Masih tingginya angka keraguan masyarakat terhadap vaksin Covid-19 tak terlepas dari komunikasi publik pemerintah yang tidak mampu meyakinkan masyarakat dengan informasi yang transparan. Selain itu, penyampaian informasi yang tidak disesuaikan dengan latar belakang target juga ikut menjadi persoalan.
Menurut Kepala Bidang Pengembangan Profesi Perhimpunan Ahli Epidemiologi Indonesia (PAEI) Masdalina Pane, penyampaian informasi yang diberikan kepada masyarakat berpendidikan tinggi harus dibedakan dengan kelompok masyarakat lain yang awam.
Informasi yang disampaikan kepada masyarakat dengan latar belakang pendidikan tinggi tentunya harus detail, transparan, dan merujuk pada sumber terpercaya. Sementara untuk masyarakat awam informasi yang disampaikan haruslah sesederhana mungkin agar mudah dimengerti.
Kemudian yang tak kalah penting adalah penyampaian informasi yang masif, khususnya melalui media sosial. Pasalnya, masyarakat Indonesia punya kebiasaan membagikan informasi yang dinilai sensasional tanpa memastikan kebenarannya atau hanya membaca sebagian isinya.
Lambatnya Laju Vaksinasi
Co-Founder Kawal Covid-19 Elina Ciptadi menilai target pemerintah mencapai kekebalan kelompok pada 2022 tidak akan tercapai apabila laju vaksinasi harian tak ditingkatkan.

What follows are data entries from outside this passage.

Issue #1548, opened 2023-06-22
kairos-agent upgrade on custom images fails with missing /etc/os-release keys


venkatnsrinivasan:
We built a custom image for RHEL 8 with the steps outlined here 
https://kairos.io/docs/reference/build-from-scratch/

The resulting image has an /etc/os-release as below.

```
NAME="Red Hat Enterprise Linux"
VERSION="8.7 (Ootpa)"
ID="rhel"
ID_LIKE="fedora"
VERSION_ID="8.7"
PLATFORM_ID="platform:el8"
PRETTY_NAME="Red Hat Enterprise Linux 8.7 (Ootpa)"
ANSI_COLOR="0;31"
CPE_NAME="cpe:/o:redhat:enterprise_linux:8::baseos"
HOME_URL="https://www.redhat.com/"
DOCUMENTATION_URL="https://access.redhat.com/documentation/red_hat_enterprise_linux/8/"
BUG_REPORT_URL="https://bugzilla.redhat.com/"
REDHAT_BUGZILLA_PRODUCT="Red Hat Enterprise Linux 8"
REDHAT_BUGZILLA_PRODUCT_VERSION=8.7
REDHAT_SUPPORT_PRODUCT="Red Hat Enterprise Linux"
REDHAT_SUPPORT_PRODUCT_VERSION="8.7"
```

This image is able to be deployed successfully but when trying and upgrade via kairos-agent upgrade in Kairos 2.2.0 the upgrade fails with
`Cant find IMAGE_REPO key under /etc/os-release
`

mauromorales:
I think the problem is that the following step:

https://github.com/kairos-io/kairos/blob/9b3887a6b8e95d9eb0959f3ffbdc05723c4e19c5/Earthfile#L111

is run when building the base images. So when using BYOI it is missing, or at least I couldn't find it on AuroraBuild/osbuilder

mauromorales:
I think either osbuilder offer a mechanism how to do this (and then it can be used on the main factory as well), or it should be part of the documentation for BYOI. Having said that, it will be the job of the user doing BYOI to define all or most of the values that go there, e.g. keep their own versioning because at the end of the day, they can decide on the cadence of release and it doesn't fit that they keep the same versioning of our releases. Alternatively we could do something like what we do with the k3s version, and when building the BYOI the final version would be something along the lines of KAIROS_VERSION+OWN_VERSION

mauromorales:
[...]

PR #1561, opened 2023-06-28
Use osbuilder tools to update os-release

mauromorales:
Dog fooding what was added on the docs, plus makes our factory process less dependant on Earthly and more into Osbuilder like we want to do for BYOI

relates to #1548


mudler (approved):

mauromorales:
not sure this is possible because of the multiple platform switch (amd -> arm -> amd) will close since it's not a high prio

Menurutnya, laju vaksinasi harian di Tanah Air sejauh ini hanya kencang di beberapa kelompok penerima saja.
“Saat ini memang terjadi percepatan, naik dua kali lipat di level 200.000 orang per hari, baik dosis pertama maupun kedua. Tetapi itu untuk pelayan publik saja, untuk kelompok lansia yang justru paling berisiko malah tertinggal,” katanya.
Kencangnya laju vaksinasi bagi pelayan publik tak terlepas dari proses pendaftaran yang bisa dilakukan secara luring lewat instansi tertentu. Tentunya hal tersebut menjadi kelebihan tersendiri lantaran mampu menjangkau lebih banyak kelompok masyarakat yang tidak melek teknologi.

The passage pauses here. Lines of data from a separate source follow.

PR #1582, opened 2023-07-05
:robot: Clean up space on each test job

Itxaka:
Try to clean up as much space as possible before each CI job to avoid running out of space

Fixes #


mauromorales (approved):
doesn't need to be for this PR but I wonder if we can package this on a composite or reusable action, to avoid having to repeat all that code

“Pendaftaran vaksin lansia saat ini dibuka secara online. Padahal lebih banyak lansia yang tidak melek teknologi. Tentunya ini jadi tantangan untuk mengejar target herd immunity,” tegasnya.

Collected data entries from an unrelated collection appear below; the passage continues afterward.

PR #1585, opened 2023-07-05
:robot: Introduce reusable jobs

mauromorales:
First part of #1556 which introduces the reusable jobs. Doing the split because it was much easier for me to do the diffying of the files and so that I can merge this first and the actuall migration second


.github/workflows/reusable-upgrade-latest-test.yaml
```diff
@@ -0,0 +1,92 @@
...
+      - run: |
+          git fetch --prune --unshallow
+      - name: Download latest release
+        uses: actions/download-artifact@v3
+        with:
+          name: latest-release.zip
+      - name: Download iso
+        uses: actions/download-artifact@v3
+        with:
+          name: kairos-${{ inputs.flavor }}.iso.zip
```
mauromorales, line 44: do we need to unpack this? see line 83 ... before we didn't need to because it was all in the same job

mauromorales:
Theres's nothing that runs differently because of this change, so I will just merge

Sementara itu, Epidemiolog Fakultas Kesehatan Masyarakat Universitas Airlangga Laura Navika Yamani mengatakan apabila pemerintah ingin mencapai kekebalan kelompok pada 2022 seperti target yang ditetapkan, maka dosis vaksin Covid-19 yang diberikan ke masyarakat minimal harus 1 juta dosis per harinya.
Laura menjelaskan, dari keseluruhan penduduk Indonesia sebanyak 70% diantaranya atau 181.554.465 orang harus divaksin. Dengan pemberian dosis sebanyak dua kali per satu orang, maka total dosis vaksin yang diberikan adalah 363.108.930 dosis.
Apa yang disampaikan oleh Elina dan Laura, sebenarnya sudah diamini oleh Wakil Menteri Kesehatan Dante Saksono.
Melalui unggahan video di kanal YouTube Badan Nasional Penanggulangan Bencana , dia menyebut target kekebalan kelompok pada 2022 tidak akan tercapai apabila jumlah penerima vaksin kurang dari 1 juta orang setiap harinya.